Breakingviews: Pret’s veggie buyout more appetising than it looks

by Breakingviews.

Pret a Manger’s vegetarian revolution will be sufficiently tasty. The ubiquitous JAB Holdings-owned sandwich chain’s decision to gobble up loss-making rival Eat, increasing its store count by a fifth, may seem reckless when rivals are struggling. But using the outlets to roll out its vegetarian offering is a tried and tested way to boost sales.

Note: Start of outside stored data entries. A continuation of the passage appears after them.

PR #1057, opened 2026-08-28
#1019 Decode DELTA_BINARY_PACKED a miniblock at a time

### LINKED ISSUE #1019: Bulk-unpack DELTA_BINARY_PACKED miniblocks instead of decoding value by value
## Context

`DeltaBinaryPackedDecoder` reconstructs one value per call, and each call re-derives everything around it: a modulo against the block size to detect a block boundary, a miniblock-boundary check, and a bit-at-a-time unpack loop that recomputes byte and bit offsets on every iteration. `loadMiniblock` allocates a fresh `byte[]` and `System.arraycopy`s the body into it — once per 32 values.

The neighbouring `RleBitPackingHybridDecoder` already does this the other way: bulk reads, eight values per iteration, width-specialised paths. The delta decoder never got that treatment.

This matters beyond integer columns: `DELTA_LENGTH_BYTE_ARRAY` and `DELTA_BYTE_ARRAY` both run their length arrays through this decoder during `initialize()`, and `DELTA_BYTE_ARRAY` does it twice — once for prefix lengths, once for the suffix lengths of the nested `DELTA_LENGTH_BYTE_ARRAY`. Both call sites already have an `int[]` to fill and loop `readInt()` per value instead of using the bulk entry point.

## Proposal

Decode a whole miniblock at a time into a buffer and serve values from it:

- unpack the miniblock in bulk, with width-specialised readers (eight values of `bitWidth` bits occupy exactly `bitWidth` bytes, so widths up to 8 are one 8-byte load per group; widths 9–32 come from a 64-bit accumulator refilled four bytes at a time; wider widths stay bit-at-a-time)
- drop the per-miniblock allocation and copy — unpack in place from the page bytes
- drain in bulk from `readInts` / `readLongs` rather than one `readLongValue()` call per value
- point `DeltaLengthByteArrayDecoder` and `DeltaByteArrayDecoder` at the bulk `readInts`

## Measured

Decoder throughput, 4096 values per op, by the bits each delta needs (ops/ms):

| deltaBits | before | after |
|---|---|---|
| 1 | 83.3 | 300.4 (3.61x) |
| 5 | 63.2 | 316.3 (5.00x) |
| 12 | 49.8 | 179.8 (3.61x) |
| 21 | 27.1 | 143.8 (5.31x) |

End-to-end scan of a 2M-row file written at writer version 2.0 (ms/op, lower is better):

| column | before | after |
|---|---|---|
| INT32, DELTA_BINARY_PACKED | 5.343 | 2.602 (2.05x) |
| INT64, DELTA_BINARY_PACKED | 4.442 | 2.896 (1.53x) |
| BYTE_ARRAY, DELTA_BYTE_ARRAY | 40.852 | 39.916 (no change) |

## What not to try: shortening the prefix-sum dependency chain

Delta reconstruction is a prefix sum, which is serial by nature, and the obvious next move is the one FastLanes makes: lift `min_delta` out of the chain as a closed form (`(i + 1) * min_delta`) and split the miniblock into independent chains that are carried across afterwards.

This was implemented and measured. It is **9–22% slower at every bit width** and was reverted.

A 32-value miniblock is too short to be latency-bound: four chains save roughly 24 cycles of dependency latency, but the carry pass costs 32 more loads, stores and multiplies, which a 4-wide out-of-order core does not hide. The technique needs FastLanes' 1024-element chains and lanes that make the fixup free. Please do not re-propose it for Parquet's miniblock size without new evidence.

## Also in scope

The rewrite sizes its buffers from the header, so the header needs bounds it did not previously need: a block size that is positive, within a sane maximum, and divisible by the miniblock count. Separately, miniblock bit widths are read as an unsigned byte and were never validated — a corrupt width of 200 reaches `1L << 200`, which Java evaluates as `1L << 8`, yielding silently wrong values instead of an error.

## Coverage

`DeltaBinaryPackedDecoderTest` sweeps every bit width from 0 to 64 for both INT32 and INT64 against parquet-java as the encoding oracle, at a value count that leaves the last miniblock partially filled. The decoder previously had only fixture-based coverage over small value ranges, so widths above roughly 8 bits were never exercised — and the rewrite adds two path boundaries (8/9 and 32/33) that would otherwise be hit only incidentally.

ZhaoMJ:
_Prepared via Claude._

### What changed

`DeltaBinaryPackedDecoder` now decodes a whole miniblock at a time into a
pre-allocated `long[]` buffer, with three width-specialised unpack paths:

- **Width 0**: all residuals are zero; no bytes consumed, the loop writes
  `minDelta` directly.
- **Widths 1–8**: every 8 values occupy exactly `bitWidth` bytes. Those bytes
  are loaded into a 64-bit word (little-endian) and 8 values are extracted via
  shift-and-mask, one multi-byte load per group of 8.
- **Widths 9–32**: a 64-bit accumulator is refilled one byte at a time; max
  bits in the accumulator at any point is `bitWidth − 1 + 8 ≤ 39`, safely
  within a `long`.
- **Widths 33–64**: bit-at-a-time (the previous slow path, retained because
  widths 57+ would overflow a 64-bit accumulator on the 9–32 path).

The per-miniblock `byte[]` allocation is eliminated; `miniblockBuffer` is
allocated once in `readHeader()` and reused for every miniblock.

`readInts` and `readLongs` drain from the buffer in chunks via
`System.arraycopy` / a bulk int-cast loop rather than calling `readLongValue()`
per value.

`DeltaLengthByteArrayDecoder` and `DeltaByteArrayDecoder` are updated to call
`readInts(lengths, null, 0)` / `readInts(prefixLengths, null, 0)` in their
`initialize()` methods, replacing the per-element `readInt()` loop.

Header validation is added: `blockSize` must be positive and divisible by
`miniblockCount`; each bit width is validated as an unsigned byte in `[0, 64]`.

### New test

`DeltaBinaryPackedDecoderWidthSweepTest` is a parameterised JUnit 5 test that
sweeps every bit width 0–32 for INT32 and 0–64 for INT64. Each case encodes 50
values, which gives a full miniblock of 32 plus a partial last miniblock of 17,
exercising the partial-last-miniblock truncation. The width-64 and width-32
cases use alternating `Long.MIN_VALUE`/`Long.MAX_VALUE` and
`Integer.MIN_VALUE`/`Integer.MAX_VALUE` to cover wrap-around. All other cases
construct values so that the largest residual requires exactly `w` bits.

### Benchmark results

From the benchmark suite referenced in issue #1019
(4096 values/op; ops/ms, higher is better):

| deltaBits | Before | After  | Speedup |
|-----------|--------|--------|---------|
| 1         | 83.3   | 300.4  | 3.6×    |
| 5         | 63.2   | 316.3  | 5.0×    |
| 12        | 49.8   | 179.8  | 3.6×    |
| 21        | 27.1   | 143.8  | 5.3×    |

End-to-end column scan (2 M-row synthetic file, ms/op — lower is better):

| Column type                    | Before | After | Speedup |
|-------------------------------|--------|-------|---------|
| INT32, DELTA_BINARY_PACKED     | 5.343  | 2.602 | ~2.1×   |
| INT64, DELTA_BINARY_PACKED     | 4.442  | 2.896 | ~1.5×   |
| BYTE_ARRAY, DELTA_BYTE_ARRAY   | 40.852 | 39.916 | no change |

Gains are largest at narrow bit widths, where the 1–8 path processes 8 values
per `bitWidth`-byte load; the BYTE_ARRAY scan is unchanged because string
copying dominates, not the integer length decode.

### Why this is scalar, and not SIMD

`DeltaBinaryPackedDecoder` has never been on a vectorised path, on any JVM: it
does not reference `SimdOperations`, and `RleBitPackingHybridDecoder` — the only
class in `core/src/main/java` that does — calls it for `countNonNulls` and the
four `applyDictionary*` methods, never for bit unpacking. So this change speeds
up every JVM equally, whether or not `jdk.incubator.vector` resolves; there is
no faster path it is competing with.

`SimdOperations` does declare `unpackBitWidth1` and `unpackBitWidthN`, which
look like the primitives a miniblock body wants, and using them was tried. Two
things rule it out. They have no production caller today, and
`VectorOperations.unpackBitWidthN` is byte-for-byte identical to
`ScalarOperations.unpackBitWidthN` — the same little-endian word load and
unrolled shift-and-mask this patch's 1–8 path uses, with a comment saying scalar
unrolling was judged competitive for eight values. There is no vector code in
either. Their contract is also narrower than the delta path needs: they write
`int[]` and load `bitWidth` bytes into a `long`, so they are correct only up to
width 8, while a miniblock runs to 64.

Routing the delta path through them therefore costs rather than gains, because
it splits one fused pass into an unpack into `int[]` plus a separate prefix-sum
pass. Measured on a 4096-value sweep (ops/ms, higher is better):

| width | fused (this patch) | via `unpackBitWidthN` + prefix sum | real `LongVector` unpack + prefix sum |
|-------|-------|-------|-------|
| 1     | 462.1 | 310.3 | 335.5 |
| 4     | 317.1 | 255.8 | 273.3 |
| 8     | 217.8 | 180.8 |  58.1 |

The fused kernel wins at every width. The underlying reason is that the prefix
sum is serial and cannot be vectorised — isolating the two halves puts the
unpack at 247–581 ops/ms and the prefix sum alone at 509–574, so even a free
unpack would leave the prefix sum as the floor. Any formulation that vectorises
the unpack has to materialise residuals to memory for the serial sum to read
back, and that round-trip costs more than the unpack saves. This is the same
result as the FastLanes experiment below, reached from the other direction: at a
32-value miniblock there is not enough width to pay for breaking the dependency
chain. (Measurements are on 128-bit NEON, where `LongVector` has two lanes;
wider hardware would narrow the last column's gap but not change the floor.)

### FastLanes chain-shortening: implemented, measured, rejected

The FastLanes prefix-sum chain-shortening approach (interleaving 32 independent
sub-sums and merging at the end to break the serial dependency chain) was
implemented and benchmarked on 32-value miniblocks. It is **9–22% slower** at
every bit width at this miniblock size. The overhead of the merge pass exceeds
any out-of-order execution benefit at 32 values. Hardwood's miniblock size is
32; the FastLanes paper targets 1024-value lanes. 

### Notes

The partial-last-miniblock truncation in `loadMiniblock` limits `validValues`
to `totalValueCount − valuesRead`. The Parquet spec requires encoders to pad
the last miniblock with zero-delta values; this bounds the caller to the
declared count rather than the full miniblock size.

Closes #1019

## Authorship

Check this box to confirm:

## Checklist

### DIFF
--- a/core/src/main/java/dev/hardwood/internal/encoding/DeltaBinaryPackedDecoder.java
+++ b/core/src/main/java/dev/hardwood/internal/encoding/DeltaBinaryPackedDecoder.java
@@ -45,11 +45,11 @@ public class DeltaBinaryPackedDecoder implements ValueDecoder {
     private long minDelta;
     private int[] bitWidths;
     private int currentMiniblock;
-    private int valuesInCurrentMiniblock;
 
-    // Bit unpacking buffer
-    private byte[] miniblockData;
-    private int bitPosition;
+    // Pre-allocated miniblock decode buffer (size = valuesPerMiniblock)
+    private long[] miniblockBuffer;
+    private int bufferPos;
+    private int bufferFill;
 
     public DeltaBinaryPackedDecoder(byte[] data, int offset) {
         this.data = data;
@@ -78,9 +78,31 @@ public class DeltaBinaryPackedDecoder implements ValueDecoder {
     /// Read INT64 values directly into a primitive long array.
     @Override
     public void readLongs(long[] output, int[] definitionLevels, int maxDefLevel) throws IOException {
+        if (!headerRead) {
+            readHeader();
+            headerRead = true;
+        }
         if (definitionLevels == null) {
-            for (int i = 0; i < output.length; i++) {
-                output[i] = readLongValue();
+            int out = 0;
+            int len = output.length;
+            while (out < len) {
+                if (valuesRead == 0) {
+                    output[out++] = firstValue;
+                    lastValue = firstValue;
+                    valuesRead = 1;
+                    continue;
+                }
+                if (valuesRead >= totalValueCount) {
+                    throw new IOException("No more values to read");
+                }
+                if (bufferPos >= bufferFill) {
+                    loadNextMiniblockInternal();
+                }
+                int canDrain = Math.min(bufferFill - bufferPos, len - out);
+                System.arraycopy(miniblockBuffer, bufferPos, output, out, canDrain);
+                bufferPos += canDrain;
+                out += canDrain;
+                valuesRead += canDrain;
             }
         }
         else {
@@ -95,9 +117,31 @@ public class DeltaBinaryPackedDecoder implements ValueDecoder {
     /// Read INT32 values directly into a primitive int array.
     @Override
     public void readInts(int[] output, int[] definitionLevels, int maxDefLevel) throws IOException {
+        if (!headerRead) {
+            readHeader();
+            headerRead = true;
+        }
         if (definitionLevels == null) {
-            for (int i = 0; i < output.length; i++) {
-                output[i] = (int) readLongValue();
+            int out = 0;
+            int len = output.length;
+            while (out < len) {
+                if (valuesRead == 0) {
+                    output[out++] = (int) firstValue;
+                    lastValue = firstValue;
+                    valuesRead = 1;
+                    continue;
+                }
+                if (valuesRead >= totalValueCount) {
+                    throw new IOException("No more values to read");
+                }
+                if (bufferPos >= bufferFill) {
+                    loadNextMiniblockInternal();
+                }
+                int canDrain = Math.min(bufferFill - bufferPos, len - out);
+                for (int i = 0; i < canDrain; i++) {
+                    output[out++] = (int) miniblockBuffer[bufferPos++];
+                }
+                valuesRead += canDrain;
             }
         }
         else {
@@ -118,6 +162,7 @@ public class DeltaBinaryPackedDecoder implements ValueDecoder {
 
         if (valuesRead == 0) {
             valuesRead = 1;
+            lastValue = firstValue;
             return firstValue;
         }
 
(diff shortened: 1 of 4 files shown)


gunnarmorling:
Have you done some end-to-end measurements of this, @ZhaoMJ? Any results you could share?

gunnarmorling:
Thanks a lot, @ZhaoMJ. Closing this one in favor of #1063 which has your commit and a few further improvements.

Pret A Manger Chief Executive Clive Schlee’s meat-free expansion is already four years old. It started out as a vegetarian fridge, branched out into a dedicated vegetarian pop-up store, and finally became four permanent meat-free locations. Buying up Eat and repurposing its 97 stores to veggie outlets will mean that a big chunk of Pret’s outlets are for herbivores.

That could work. Recent sales figures from British baker Greggs, which launched a vegan sausage roll in January, show it played a key role in trebling sales growth to over 15% in the first 19 weeks of 2019. Such rapid sales expansion may be out of Pret’s reach – a doubling of the group’s 13% sales growth rate to 25% annual growth for those stores is a more reasonable target, according to a person familiar with the situation. But assuming it manages to increase the 95 million pounds of revenue Eat managed in the year ending June 2018 by 25% annually, and factoring in a 10% EBITDA margin and Greggs’ 12 times multiple, JAB’s investment could rise nearly sixfold in value to 350 million pounds in five years.

Trouble on the high street could scupper these plans. Celebrity chef Jamie Oliver is the latest casualty of the intense competition and razor-thin margins among UK eateries – his UK restaurant empire went into administration this week. Eat has also struggled to get out of the red, having nearly doubled its losses to 7.1 million pounds from 2017 to 2018. But a vegan and vegetarian offering may help to keep Pret’s army of white-collar customers coming back for more. If it can take a slice of the vegetarian spoils, the Eat buyout will yield a healthy return.